Return each record shown below exactly, with none omitted.

****************************************

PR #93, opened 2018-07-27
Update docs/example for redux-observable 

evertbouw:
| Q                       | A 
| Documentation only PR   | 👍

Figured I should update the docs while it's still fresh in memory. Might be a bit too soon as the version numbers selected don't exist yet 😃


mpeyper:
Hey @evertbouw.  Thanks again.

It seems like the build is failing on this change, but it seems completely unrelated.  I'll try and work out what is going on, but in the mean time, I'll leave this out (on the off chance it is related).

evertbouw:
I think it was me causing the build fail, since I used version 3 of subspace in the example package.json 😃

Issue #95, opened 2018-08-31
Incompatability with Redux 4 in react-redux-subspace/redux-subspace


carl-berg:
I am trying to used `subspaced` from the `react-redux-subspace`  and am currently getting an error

****************************************

§ REPLY TO THE EXERCISE:
PR #93, opened 2018-07-27
Update docs/example for redux-observable 

evertbouw:
| Q                       | A 
| Documentation only PR   | 👍

Figured I should update the docs while it's still fresh in memory. Might be a bit too soon as the version numbers selected don't exist yet 😃


mpeyper:
Hey @evertbouw.  Thanks again.

It seems like the build is failing on this change, but it seems completely unrelated.  I'll try and work out what is going on, but in the mean time, I'll leave this out (on the off chance it is related).

evertbouw:
I think it was me causing the build fail, since I used version 3 of subspace in the example package.json 😃

Issue #95, opened 2018-08-31
Incompatability with Redux 4 in react-redux-subspace/redux-subspace


carl-berg:
I am trying to used `subspaced` from the `react-redux-subspace`  and am currently getting an error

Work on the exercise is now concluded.